Start of Exercise input
Issue #364, opened 2018-06-21
DockerHub: consume a specific version ("3.0.x" or "3.1.x")


jmini:
I am not a DockerHub user myself, now that we have introduced branches to work on different version of the project:

(current state 21.06.2018)
* `master` for version `3.0.3-SNAPSHOT`
* `3.1.x` for version `3.1.0-SNAPSHOT`
* `4.0.x` for version `4.0.0-SNAPSHOT`

See also: https://github.com/OpenAPITools/openapi-generator/wiki/Git-Branches

I am wondering how this works in DockerHub:
https://hub.docker.com/r/openapitools/openapi-generator-cli/tags/

"latest" tag seems to be the last built, regardless of the branch.

What would make sense?

* "latest" for latest from the `master` branch
* "latest_<branch name>" in the other cases (for our protected branches like `3.1.x` and `4.0.x` - not for the working branches)

etherealjoy:
`latest` would be `master` 
`3.1.x` would be `3.1.0-SNAPSHOT`
This is usually the norm but is not binding

jmini:
According to those lines:

https://github.com/OpenAPITools/openapi-generator/blob/12ab7e27521dce18b7fb27e40ce2eb636f4fac29/.travis.yml#L125-L128

We are not pushing the Docker images for the `3.1.x` and `4.0.x` branches.

On the Docker-Hub `latest` Tag, you can the continuously built artifact from the `master` branch.

---

I am not sure if there is an interest to have other GitHub-tags for the other branches.

wing328:
What about using tags like "SNAPSHOT" (e.g. 3.1.1-SNAPSHOT) as @etherealjoy suggested? (I don't think in general SNAPSHOT is exclusively used for Java JAR and developers should be able to understand what SNAPSHOT mean for a docker image release)

etherealjoy:
> latest would be master
3.1.x would be 3.1.0-SNAPSHOT
This is usually the norm but is not binding

This is like @jimschubert  mentioned is the norm. But of course not every docker repo follows this.
tag `latest` --> `master` branch
tag `3.0.x` --> `3.0.x` branch if it exists
tag `3.0` --> last released `3.0.x` branch if it exists, or 3.0.0 for the particular version.
tags has to reference a persistent branch not something which will be merged and deleted.
Multiple tags can be applied to an image.

jmini:
@etherealjoy 

[...]

PR #390, opened 2018-06-25
Improve Docker Tags

jmini:
This PR improve the way Docker-Tags are made. See the discussion in #364.

In addition to what we have now (`latest` and tags for version), new tags for `SNAPSHOT` version are introduced:

* `3.0.x` Tag: contains first `3.0.2-SNAPSHOT` and after the `3.0.2` release it contains `3.0.3-SNAPSHOT` and so on.
* `3.1.x` Tag: contains first `3.1.0-SNAPSHOT` and after the `3.1.0` release it contains `3.1.1-SNAPSHOT` and so on.
* `4.0.x` Tag: contains first `4.0.0-SNAPSHOT` and after the `4.0.0` release it contains `4.0.1-SNAPSHOT` and so on.

### DIFF
--- a/.travis.yml
+++ b/.travis.yml
@@ -122,10 +122,27 @@ after_success:
         popd;
       fi;
     fi;
-  ## docker: build and push openapi-generator-online to DockerHub
-  - if [ $DOCKER_HUB_USERNAME ]; then echo "$DOCKER_HUB_PASSWORD" | docker login --username=$DOCKER_HUB_USERNAME --password-stdin && docker build -t $DOCKER_GENERATOR_IMAGE_NAME ./modules/openapi-generator-online && if [ ! -z "$TRAVIS_TAG" ]; then docker tag $DOCKER_GENERATOR_IMAGE_NAME:latest $DOCKER_GENERATOR_IMAGE_NAME:$TRAVIS_TAG; fi && if [ ! -z "$TRAVIS_TAG" ] || [ "$TRAVIS_BRANCH" = "master" ]; then docker push $DOCKER_GENERATOR_IMAGE_NAME && echo "Pushed to $DOCKER_GENERATOR_IMAGE_NAME"; fi; fi
-  ## docker: build cli image and push to Docker Hub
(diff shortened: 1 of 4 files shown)


.travis.yml
```diff
@@ -122,10 +122,27 @@ after_success:
...
+          docker build -t $DOCKER_CODEGEN_CLI_IMAGE_NAME -t $DOCKER_GENERATOR_IMAGE_NAME:$MVN_VERSION_FOR_DOCKER_TAG ./modules/openapi-generator-cli
+        else
+          docker build -t $DOCKER_GENERATOR_IMAGE_NAME:$MVN_VERSION_FOR_DOCKER_TAG ./modules/openapi-generator-online
+          docker build -t $DOCKER_GENERATOR_IMAGE_NAME:$MVN_VERSION_FOR_DOCKER_TAG ./modules/openapi-generator-cli
+        fi;
+        if [ ! -z "$TRAVIS_TAG" ] || [ "$TRAVIS_BRANCH" == "master" ] || [ "$TRAVIS_BRANCH" == "3.1.x" ] || [ "$TRAVIS_BRANCH" == "4.0.x" ];
+          docker push $DOCKER_GENERATOR_IMAGE_NAME
+          echo "Pushed to $DOCKER_GENERATOR_IMAGE_NAME"; 
+          docker push $DOCKER_CODEGEN_CLI_IMAGE_NAME
+          echo "Pushed to $DOCKER_CODEGEN_CLI_IMAGE_NAME";
```
wing328: If `docker push $DOCKER_GENERATOR_IMAGE_NAME` fails but `docker push $DOCKER_CODEGEN_CLI_IMAGE_NAME` succeeds, is it correct to say that the CI job will still build successfully?

(I think such situation rarely occurs but still want to confirm the behavior in case that happens)

jmini: Good question.
Did my modification changed this?

---

Was this the reason why there was 2 items in the old version?

```
- if [ $DOCKER_HUB_USERNAME ]; ... => DOCKER_GENERATOR_IMAGE_NAME
- if [ $DOCKER_HUB_USERNAME ];  ... => DOCKER_CODEGEN_CLI_IMAGE_NAME
```

---

My idea to bring both together was to reduce copy-paste code, but I can split it back to 2 items.

wing328: > Was this the reason why there was 2 items in the old version?

I wasn't the one who added it but that could be the reason.

> My idea to bring both together was to reduce copy-paste code, but I can split it back to 2 items.

I definitely like your idea and formatting to make the 1-liner bash command more readable.

What about checking the exit status of line 141 before proceeding further?

jmini: > What about checking the exit status of line 141 before proceeding further?

Good Idea, am not not really an expert in this domain.

jmini:
From the doc https://docs.travis-ci.com/user/customizing-the-build

> Note the `set -ev` at the top. The `-e` flag causes the script to exit as soon as one command returns a non-zero exit code. This can be handy if you want whatever script you have to exit early. It also helps in complex installation scripts where one failed command wouldn’t otherwise cause the installation to fail.
>
>The `-v` flag makes the shell print all lines in the script before executing them, which helps identify which steps failed.

We are using the flag:

https://github.com/OpenAPITools/openapi-generator/blob/ed1ce3732504e14c60d7a7ec94b809e3bb74491f/.travis.yml#L92-L94

So I think we the case described by @wing328 seems to be covered.

wing328:
👌 

Merging this into master. Thanks for the enhancement.

jmini:
The change introduced by this PR did not work on travisCI. It was reverted with commit d43801a9b72e9ecee760b9ede031aa355f1f8e9e

PR #360, opened 2018-06-20
Fix alias to map in the model's properties

wing328:
### PR checklist

- [x] Read the [contribution guidelines](https://github.com/openapitools/openapi-generator/blob/master/CONTRIBUTING.md).
- [x] Ran the shell script under `./bin/` to update Petstore sample so that CIs can verify the change. (For instance, only need to run `./bin/{LANG}-petstore.sh` and `./bin/security/{LANG}-petstore.sh` if updating the {LANG} (e.g. php, ruby, python, etc) code generator or {LANG} client's mustache templates). Windows batch files can be found in `.\bin\windows\`.
- [x] Filed the PR against the [correct branch](https://github.com/OpenAPITools/openapi-generator/wiki/Git-Branches): `master`, `3.1.x`, `4.0.x`. Default: `master`.
- [ ] Copied the [technical committee](https://github.com/openapitools/openapi-generator/#62---openapi-generator-technical-committee) to review the pull request if your PR is targeting a particular programming language.

### Description of the PR

To fix #255, #191 

This is the first fix for "alias". Please expect more PRs to fix various usage of alias (e.g. alias of alias, alias of array, alias handling in response, parameters, etc)

In the upcoming PRs, I'll also add more Java unit tests to cover the issue moving forward.

PR #82, opened 2018-05-17
Revert PR #45

jmini:
Discussed in #79

Reverts:
Consider minLength, maxLength and pattern in referenced schema (#45)
This reverts commit 6b8079808b0d1d730324caf26489030a0cd960bd.

PR #45, opened 2018-05-15
Consider minLength, maxLength and pattern in referenced schema

jmini:
Reported by @FatCash on https://github.com/swagger-api/swagger-codegen/issues/8001

OAS2 example:

```
definitions:
  SomeObj:
    type: object
    properties:
      nick:
        $ref: "#/definitions/NickName"
  NickName:
    type: string
    minLength: 1
    maxLength: 3
    pattern: "^[A-Z]+$"
```

---

The solution proposed here is really temporary. When we will work on #20, I think that a lot of the method will be refactored. For example the OpenAPI instance will be propagated instead of `Map<String, Schema>` everywhere and use `ModelUtils` to resolve referenced Schema.

PR #401, opened 2018-06-26
Restore unit test that consider minLength, maxLength and pattern in referenced schema

jmini:
This PR restores the unit test that consider `minLength`, `maxLength` and `pattern` when they are defined in a in referenced schema.

OAS2 example:

```
definitions:
  SomeObj:
    type: object
    properties:
      nick:
        $ref: "#/definitions/NickName"
  NickName:
    type: string
    minLength: 1
    maxLength: 3
    pattern: "^[A-Z]+$"
```

This was filed as originally as swagger-api/swagger-codegen#8001

I have tried to implement a solution for this with #45, but my solution had too many side effects and was reverted with #82.

This PR brings back the tests without changing anything to the implementation. I think the changes made with #360 by @wing328 solves also issue swagger-api/swagger-codegen#8001.


jmini:
Unit tests are green, this PR is just about new assertions in one unit test, no changes to the implementation. => Self approving.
End of Exercise input
[Problem requirements] Print exactly the lines above from the one with "So I think we" to the one with "- [x] Read the", including both.

[Task output]
So I think we the case described by @wing328 seems to be covered.

wing328:
👌 

Merging this into master. Thanks for the enhancement.

jmini:
The change introduced by this PR did not work on travisCI. It was reverted with commit d43801a9b72e9ecee760b9ede031aa355f1f8e9e

PR #360, opened 2018-06-20
Fix alias to map in the model's properties

wing328:
### PR checklist

- [x] Read the [contribution guidelines](https://github.com/openapitools/openapi-generator/blob/master/CONTRIBUTING.md).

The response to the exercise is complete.